Pesanti perdite nei raccolti di cereali e colture a rischio anche per i prossimi mesi. La siccità continua a fare danni nel settore agricolo dell’Alto Vicentino, un comparto che sconta una pesante moria di aziende, soprattutto nell’area collinare e pedemontana.
La siccità. I numeri sono impressionanti: a causa della scarsità di precipitazioni, la Coldiretti scledense stima già perdite del 40% per quanto riguarda le coltivazioni foraggere come il fieno, ma anche per l’orzo e il frumento. Per altri prodotti, poi, siamo solo all’inizio: è in corso in questi giorni la semina di mais e soia, ad esempio, ed è proprio in questa fase che le precipitazioni sono fondamentali. Chi ha potuto irrigare, ha salvato le orticole, mentre i frutteti sembrano aver sofferto meno dell’anno scorso, quando le gelate tardive avevano rovinato le fioriture. In sostanza, però, manca l’acqua. E manca, secondo gli operatori del settore, una visione più ampia e di lungo periodo che punti l’attenzione su opere e progetti. «Siamo carenti a livello di progettazione dal punto di vista della risorsa idrica, sia per l’agricoltura che per l’uso domestico - spiega il presidente della sezione di Schio di Coldiretti Andrea Lora - la strada da seguire è quella di fermare l’acqua a monte, realizzare delle opere di contenimento, come i bacini. Bisogna studiare bene, però, la localizzazione di questi interventi: è inutile fare un bacino in piena campagna, quando ai piedi dei monti o nella collina medio-alta ci sono zone inutilizzate che potrebbero essere individuate per lavori di questo tipo. Grazie alle tubazioni in discesa dal Leogra e dal Timonchio si potrebbe poi portare l’acqua a valle, negli acquedotti e per l’agricoltura. Un altro problema è quello della cementificazione: con l’impermeabilizzazione del terreno, l’acqua che cade dal cielo viene dispersa e possono verificarsi allagamenti ed esondazioni».

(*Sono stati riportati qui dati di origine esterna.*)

PR #2710, opened 2018-08-16
kernel: encapsulate syBuf and syBuffers

fingolfin:
* remove leftovers of pipe support (pipehandle, pipe_socket)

Scorte d’acqua. Il tema dei bacini è un aspetto sul quale si dibatte da decenni, in tutto il Vicentino. «È assurdo che si parli di bacini solo quando siamo in crisi e quando c’è la siccità - sottolinea il presidente del consorzio di bonifica Alta Pianura Veneta Silvio Parise - nei momenti in cui c’è disponibilità di acqua si dovrebbe avere la capacità di progettare e fare qualcosa in modo da far fronte al problema nei momenti di carenza. In questi giorni inizia a registrarsi una crisi anche per le falde sotterranee e per le risorgive». Sembra però che qualcosa stia per cambiare. «Abbiamo eseguito un monitoraggio nell’Alto Vicentino e abbiamo individuato 3-4 siti nei quali potrebbero essere realizzati nuovi bacini: piccole aree umide delle quali potrebbe usufruire chi si trova nelle vicinanze o non molto lontano. Al momento si tratta solo di idee. C’è sempre, poi, il progetto della diga di Meda, (a Velo d’Astico, ndr), che potrebbe accogliere 7 milioni di metri cubi d’acqua, garantendo continuità al torrente Astico e all’irrigazione nell’Alto Vicentino».
L’emorragia. Un settore in sofferenza, dunque, che sta subendo una grave moria di aziende: secondo le stime di Coldiretti Schio, negli ultimi 10 anni ha chiuso i battenti il 50% delle imprese agricole della zona, con punte dell’80% nell’area collinare. Quali i motivi di questa tendenza? «Non sempre c’è stato un ricambio generazionale - continua il presidente Lora - ma soprattutto la zona pedemontana ha visto la morte di tante aziende perché le persone preferivano andare a lavorare in fabbrica, riposando il sabato e la domenica e con uno stipendio garantito. Quando un settore inizia a calare, le amministrazioni e gli addetti non investono più, perché non vedono un futuro del comparto. Una marea di campagne, inoltre, è scomparsa, sostituita da case, strade e capannoni». I giovani rifiutano, dunque, il lavoro nei campi? «In realtà su questo punto il trend sta cambiando - conclude il presidente - anche se partire con una nuova azienda, oggi, è un’impresa titanica: bisogna avere la capacità di stare sul mercato, essere un’azienda di una certa dimensione, non si può più andare avanti con la conduzione familiare. E per dare vita ad un’impresa strutturata serve una discreta quantità di terreni».